Коннал озадаченно сдвинул брови, пристально глядя на свою невесту. Он услышал горечь в ее голосе. Нет, перед ним была не та Шинид, которую он помнил. В детстве она была необузданной и беспечной, она не думала о том, что принесет ей завтрашний день. И это ему нравилось. Пожалуй, единственное, что ему в ней нравилось, — то, что она умела жить одним днем и не думать о будущем. Да, теперь она стала взрослой, но что же произошло за эти тринадцать лет? Что могло выхолостить в ней неистощимое жизнелюбие?
— Я не проведу остаток дней рядом с человеком, который может так легко повернуться спиной к, нуждам своих соотечественников.
— Опять голословные обвинения.
— Неужели? — Шинид отступила на шаг, закрыла глаза и простерла ладони вверх.
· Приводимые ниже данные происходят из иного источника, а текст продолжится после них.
PR #615, opened 2021-11-03
add conditional compilation on rlimit for unix only

tzemanovic:
on non-unix platforms, rlimit shouldn't be used otherwise it fails to compile with e.g.:

```
   Compiling anoma_apps v0.2.0 (C:\dev\heliax\anoma\apps)
error[E0432]: unresolved imports `rlimit::Resource`, `rlimit::Rlim`
  --> apps\src/lib\node\ledger\storage\rocksdb.rs:26:14
```

Thanks for report @karbyshev !

### DIFF
--- a/apps/src/lib/node/ledger/storage/rocksdb.rs
+++ b/apps/src/lib/node/ledger/storage/rocksdb.rs
@@ -14,17 +14,14 @@
 //!   - `subspace`: any byte data associated with accounts
 //!   - `address_gen`: established address generator
 
-use std::cmp::{min, Ordering};
+use std::cmp::Ordering;
 use std::collections::HashMap;
-use std::convert::TryInto;
-use std::io;
 use std::path::Path;
 
 use anoma::ledger::storage::types::PrefixIterator;
 use anoma::ledger::storage::{types, BlockState, DBIter, Error, Result, DB};
 use anoma::types::storage::{BlockHeight, Key, KeySeg, KEY_SEGMENT_SEPARATOR};
 use anoma::types::time::DateTimeUtc;
-use rlimit::{Resource, Rlim};
 use rocksdb::{
     BlockBasedOptions, Direction, FlushOptions, IteratorMode, Options,
     ReadOptions, SliceTransform, WriteBatch, WriteOptions,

«Господи, она снова колдует!»
— Шинид, — с тихой угрозой произнес он, — не надо.
— Испугался, воитель?
Коннал готов был схватить ее и трясти, чтобы заставить остановиться. Еще немного, и ярость его выйдет из-под контроля. Но он не мог отвести от Шинид глаз: от нее исходила энергия, и казалось, сам воздух дрожал от напряжения. И вдруг между ладонями ее возникла светящаяся дуга. Коннал заморгал, испуганно взирая на чудо. Лицо ее хранило безмятежное выражение, роскошные волосы сияли, как расплавленная медь. Он испытывал благоговение, и неизвестно, чего в нем было больше: восторга перед чудом или преклонения перед ее красотой. Когда она колдовала, тело ее начинало светиться, воздух вокруг дрожал, как в жаркой пустыне, рождая миражи. Он грезил о мире и спокойствии, и, глядя на нее, ему начало казаться, что она может создать только для него гармоничный, безмятежный мир. Все четыре стихии: ветер, земля, огонь и вода — все было ей подвластно. Но Шинид была одновременно и над стихиями и частью их — такой же, как огонь или ветер. Коннал вздрогнул, настолько ошеломила его только что открытая им истина.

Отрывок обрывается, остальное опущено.